Still, if the development of this market and technology has not realised the wilder dreams of the visionaries of the last century, it has contributed greatly to progress, and some applications that have seemed unlikely are now being realised. We are just now acquiring machines powerful enough to do graphical manipulation of photographic images, and researchers at IBM, while remaining very tight lipped about how exactly this is to be accompished, do hint that their computers may have abilities of this sort within the next five years. There is talk of universal messaging services. IBM’s service arm is considering building a massive email switch; a sort of electronic clearing house, to enable companies to send messages to each other, even if they do not run on the same computer systems. What a remarkable innovation this would be, and testimony to the creative powers of the industry.

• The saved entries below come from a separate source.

PR #1798, opened 2017-03-06
Add versioned check for GetApiContractReferences

XianghanWang:
Correct paths for reference assemblies for systemManagementContract, part of the IOT extension SDK, are not resolved with insider preview SDK, 15003 and 15021. The files are in here: 
C:\Program Files (x86)\Windows Kits\10\References\<VERSION>\Windows.System.SystemManagementContract\3.0.0.0\Windows.System.SystemManagementContract.winmd. 
The reason is when we call GetApiContractReferences we didn't check the Versioned property of the sdk. So it returned the path without <VERSION>


src/Utilities/ToolLocationHelper.cs
```diff
@@ -985,7 +984,19 @@ string registryRoot
...
+                            {
+                                if (manifest.VersionedContent)
+                                {
+                                    extensionSdkReferences = GetApiContractReferences(extensionSdk.ApiContracts, matchingSdk.Path, manifest.PlatformVersion);
+                                }
+                                else
+                                {
+                                    extensionSdkReferences = GetApiContractReferences(extensionSdk.ApiContracts, matchingSdk.Path);
+                                }
+                            }
```
AndyGerlicher: If `TryGetPlatformManifest()` returns false, do we need to revert to the old behavior?

AndyGerlicher: It seems like that `else` should move up one level and it would only add the parameter if `TryGetPlatformManifest` returned `true` and `VersionedContent` was `true`, otherwise assume it's not?

AndyGerlicher:
Your branch is pretty out of sync. Can you run this:
```
git remote add upstream https://github.com/Microsoft/msbuild.git
git fetch --all
git reset upstream/xplat --hard
cherry-pick 0f7442d43e8d4ccddaaa0d4109357952019a80af
```

Verify:
```
git log -2
```
Should be your new commit + [latest xplat](https://github.com/Microsoft/msbuild/commits/xplat)

Push:
```
git push -f
```

Next time I'd recommend creating a branch on your end and starting the PR from that. Probably not worth it now since the PR is already open.

rainersigwald:
Shouldn't the target here be `vs15.1` instead of `xplat?

XianghanWang:
Create new PR based on vs15.1 branch.

PR #1806, opened 2017-03-07
PVS-Studio: fixed vulnerabilitys

skhrenov:
[V3041](https://www.viva64.com/en/w/V3041/) The expression was implicitly cast from 'long' type to 'float' type. Consider utilizing an explicit type cast to avoid the loss of a fractional part. An example: double A = (double)(X) / Y;. Microsoft.Build CommunicationsUtilities.cs 593

[V3118](https://www.viva64.com/en/w/V3118/) Milliseconds component of TimeSpan is used, which does not represent full time interval. Possibly 'TotalMilliseconds' value was intended instead. MSBuild XMake.cs 564

[V3095](https://www.viva64.com/en/w/V3095/) The 'name' object was used before it was verified against null. Check lines: 230, 236. Microsoft.Build.Tasks GenerateBindingRedirects.cs 230
[V3095](https://www.viva64.com/en/w/V3095/) The 'publicKeyToken' object was used before it was verified against null. Check lines: 232, 236. Microsoft.Build.Tasks GenerateBindingRedirects.cs 232

V3095 = CWE-476 (NULL Pointer Dereference)


AndyGerlicher:
@skhrenov can you target this against `xplat` branch please? Master is not our current active branch.

.gitignore
```diff
@@ -229,3 +229,4 @@ Tools/
 
 # Visual Studio Code
 .vscode/
+/src/MSBuild.plog
```
AndyGerlicher: I assume this is some PVS-Studio file?

skhrenov: Yes. This is a PVS-Studio errors log.

skhrenov:
Re-created in the xplat branch.

PR #1809, opened 2017-03-07
Execute inner builds in parallel

### LINKED ISSUE #1064: Cross-targeting dispatch to inner builds should be parallelized
See https://github.com/Microsoft/msbuild/pull/1063#pullrequestreview-1059961

rainersigwald:
Instead of batching over `%(_TargetFramework.Identity)` (and thus
serializing calls to the MSBuild task), issue build requests for all
target frameworks in parallel. Since the escape-hatch parameter
`BuildInParallel` isn't defined in the outer build, I defined it here to
preserve the existing behavior of being able to serialize the build even
with /m by passing /p:BuildInParallel=false.

Fixes #1064

### DIFF
--- a/src/Tasks/Microsoft.Common.CrossTargeting.targets
+++ b/src/Tasks/Microsoft.Common.CrossTargeting.targets
@@ -12,6 +12,7 @@ Copyright (C) Microsoft Corporation. All rights reserved.
 
 <Project DefaultTargets="Build" xmlns="http://schemas.microsoft.com/developer/msbuild/2003">
   <PropertyGroup>
+    <BuildInParallel Condition="'$(BuildInParallel)' == ''">true</BuildInParallel>
     <ImportByWildcardBeforeMicrosoftCommonCrossTargetingTargets Condition="'$(ImportByWildcardBeforeMicrosoftCommonCrossTargetingTargets)' == ''">true</ImportByWildcardBeforeMicrosoftCommonCrossTargetingTargets>
   </PropertyGroup>
   <Import Project="$(MSBuildExtensionsPath)\$(MSBuildToolsVersion)\Microsoft.Common.CrossTargeting.targets\ImportBefore\*.targets"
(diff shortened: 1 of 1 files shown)


rainersigwald:
@nguerrera This is step 1 of making everything go in parallel.

src/Tasks/Microsoft.Common.CrossTargeting.targets
```diff
@@ -22,6 +23,9 @@ Copyright (C) Microsoft Corporation. All rights reserved.
   <Target Name="_ComputeTargetFrameworkItems" Returns="@(InnerOutput)">
     <ItemGroup>
       <_TargetFramework Include="$(TargetFrameworks)" />
```
cdmihai: Renaming `_TargetFramework` to `_TargetFrameworks` would make it clear there are multiple tfms

rainersigwald: Convention is generally that items have singular names--like `Compile`, `ProjectReference`, and so on. I agree that it's a bit confusing here . . . think it's worth changing?

cdmihai:
Did this have any perf improvements? :)

rainersigwald:
I'm trying to measure on a project reported as being annoyingly slow in the old configuration, but installing VS with every checkbox so that I can build all of its flavors is entering its second hour 😬

src/Tasks/Microsoft.Common.CrossTargeting.targets
cdmihai: I don't think so, the scope of the `_TargetFramework ` since to be local to the `_ComputeTargetFrameworkItems` target. For now :)

rainersigwald:
Aha, a benchmark (ish).

On a 4-core VM (so this isn't the maximum speedup), I tested VS2017 RTW against this change on https://github.com/onovotny/Zeroconf (selected by , which builds for 8 TFs. It went from `00:00:34.85` to `00:00:14.45` total elapsed build time, and 4 nodes with 88% utilization.

@onovotny You get your wish from https://twitter.com/onovotny/status/808841868016570368 :)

Looking back, we can now see how little merit there was to some early proposals that it would be best if the industry standardized on compatible hardware, which could be made by anyone. It would have been a disaster. Companies would have competed solely on price, quality and reliability would have plummeted, huge numbers of cheap and marginally functional machines would have flooded the market, there would have been no way to deliver the seamless end to end controlled user experience which is such a wonderful feature of our present environment. It is, we now see, only in a world in which hardware and software are developed, manufactured, marketed and supported by the same organisation, that customers can really get the quality and stability they most deeply desire and need. It was the far sighted courts in the IBM Phoenix case that we can thank for this. Thanks to them, the industry has been able to adopt a sustainable business model, and put creativity and innovation ahead of the pressures for short term profits.

And so, we look forward to ever growing sales, and the prospect that by the year 2050, the market may as much as double. Just think, 20 million machines a year. What a remarkable growth record that will be, if it happens!